Women, Dreams, Acid
by R.T. Ponius
29

He never made it fully out of the city before the car died. The end came with an awful rattling noise and then it grinded to a slow halt on a dark street somewhere on the north side of the city, where D.C. stopped and Maryland began. It seemed a miracle he’d even made it that far, considering the amount of damage it had sustained in the hails of gunfire.
Unfazed, Joe left the vehicle right where it died on the side of the road, and then set off on foot. He was glad to leave it behind. The bullet-riddled car drew far too much attention, there was no doubt. He wondered briefly whose car it was—though Roy had driven it during the mayhem, it surely was not his. Likely he’d hijacked it in the same way Landon had commandeered someone’s motorcycle.
It was well past 1 a.m. and the suburb was dark and quiet. Joe saw not a soul, and the only movement he detected were from some rats scampering around in a trash-ridden gully. While walking, he felt the weight of his phone in his pocket—it had survived the night’s events just fine. It called to him, in a firm, commanding way, but Joe was very reluctant to look at it. He figured he might be better off dropping it down into the sewer. But eventually he gave in, and with a groan, he pulled it out and had a quick glance. As expected, there were a slew of missed calls and unread texts, from so many of his panicked friends, wondering what had happened to him. But he hadn’t the strength to look at even a single one. Instead he dropped the phone right back into his pocket. Those were messages from some other world. They didn’t make sense in the one he was in.

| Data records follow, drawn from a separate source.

Issue #6475, opened 2019-06-12
[Bug] - Group admin gets 403 when adding pipeline


gocd-ci-user:
> Migrated from [Trello Card 130](https:&#x002f;&#x002f;trello.com&#x002f;c&#x002f;XBzDHkE4)

Steps to recreate:
1 - enable security
2 - create normal user
3 - give admin access to pipeline group
4 - follow link to "Add pipeline" for that group
5 - get 403 Forbidden

ankitsri11:
Verified on GoCD Version: 19.6.0 (9370-8e1b89e40fbf882e547888ed7c3ac46226eacc95)

@kierarad @marques-work however, pipeline group admin user creating a pipeline with empty template process is inconsistent with creating via the goadmin user. See below:

![pipeline-grp-admin](https://user-images.githubusercontent.com/6838313/60216822-eda60780-981f-11e9-9e70-063bde53e207.gif)

Should allow pipeline group admin user to enable template option similar to below:

![pipeline-grp-admin2](https://user-images.githubusercontent.com/6838313/60217201-08c54700-9821-11e9-8ea1-3564adcb2cc5.gif)

kierarad:
@ankitsri11 ok, I'll take a look

kierarad:
- [ ] Fix Template Toggle - group admin should not receive 403
- [ ] Fix Pipeline Group Dropdown - admin should not receive 403

ankitsri11:
Verified on GoCD Version: 19.6.0 (9407-ee11f624e4a6cbb4e4979d32ea512dcfe2d1777a)

PR #6589, opened 2019-07-01
[Bug] Template option & pipeline group dropdown broken for group admin (new add pipeline flow)

kierarad:
Fixes 2 issues found as part of #6475. 

- This fixes the template toggle on the new add pipeline page in the scenario where the call for available templates fails(ie if get a 403 when trying to retrieve templates because don't have template access).
- This also gives group admin's access to the pipeline groups index so we can populate the pipeline group dropdown on the new add pipeline page

### DIFF
--- a/server/webapp/WEB-INF/rails/webpack/views/pages/pipelines/spec/template_editor_spec.tsx
+++ b/server/webapp/WEB-INF/rails/webpack/views/pages/pipelines/spec/template_editor_spec.tsx
@@ -25,7 +25,7 @@ import {TemplateEditor} from "../template_editor";
 
 describe("AddPipeline: TemplateEditor", () => {
   const helper = new TestHelper();
-  const isUsingTemplate: Stream<boolean> = stream(false);
+  const isUsingTemplate: Stream<boolean> = stream();
   let config: PipelineConfig;
 
   beforeEach(() => {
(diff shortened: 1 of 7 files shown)


server/webapp/WEB-INF/rails/webpack/views/pages/pipelines/spec/template_editor_spec.tsx
```diff
@@ -60,6 +60,20 @@ describe("AddPipeline: TemplateEditor", () => {
...
   });
+
+  it("should not display dropdown and should display flash when cache fails to populate", () => {
+    helper.unmount();
+    helper.mount(() => <TemplateEditor pipelineConfig={config} isUsingTemplate={isUsingTemplate} cache={new FailedTestCache()}/>);
+    helper.click(helper.byTestId("switch-paddle"));
+    expect(isUsingTemplate()).toBeTruthy();
+
+    const flash = helper.byTestId("flash-message-warning");
+    expect(flash).toBeTruthy();
```
marques-work: `toBeTruthy()` is ok, but `.toBeInDOM()` is probably better.

server/webapp/WEB-INF/rails/webpack/views/pages/pipelines/spec/template_editor_spec.tsx
```diff
@@ -60,6 +60,20 @@ describe("AddPipeline: TemplateEditor", () => {
     expect(isUsingTemplate()).toBe(false);
     expect(config.template() === undefined).toBeTruthy();
   });
+
+  it("should not display dropdown and should display flash when cache fails to populate", () => {
+    helper.unmount();
+    helper.mount(() => <TemplateEditor pipelineConfig={config} isUsingTemplate={isUsingTemplate} cache={new FailedTestCache()}/>);
+    helper.click(helper.byTestId("switch-paddle"));
```
marques-work: There's also `helper.clickByDataTestId()` which does just this. Not a problem, just letting you know.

After walking a few blocks he saw up ahead there was a gas station and convenience mart that actually looked open. The pale lights shone on the entrance and cast shadows across an empty lot. Joe walked toward it. While still a good hundred feet away, he heard a crisp bell tone sound as the door popped open, and lo and behold, Roy emerged from it.
He moved gingerly, his suit ragged and ripped in a few areas from the tumbles he’d taken. He held a beer in his hand, an aluminum can, and as Joe watched in muted disbelief Roy popped the top and drank from it brazenly while standing by the entrance to the store. He was nearly finished with it by the time Joe finally spoke.
“What the hell, Roy?” Joe asked. He remained standing there, stunned, as Roy crushed the empty can and dropped it into a trash receptacle.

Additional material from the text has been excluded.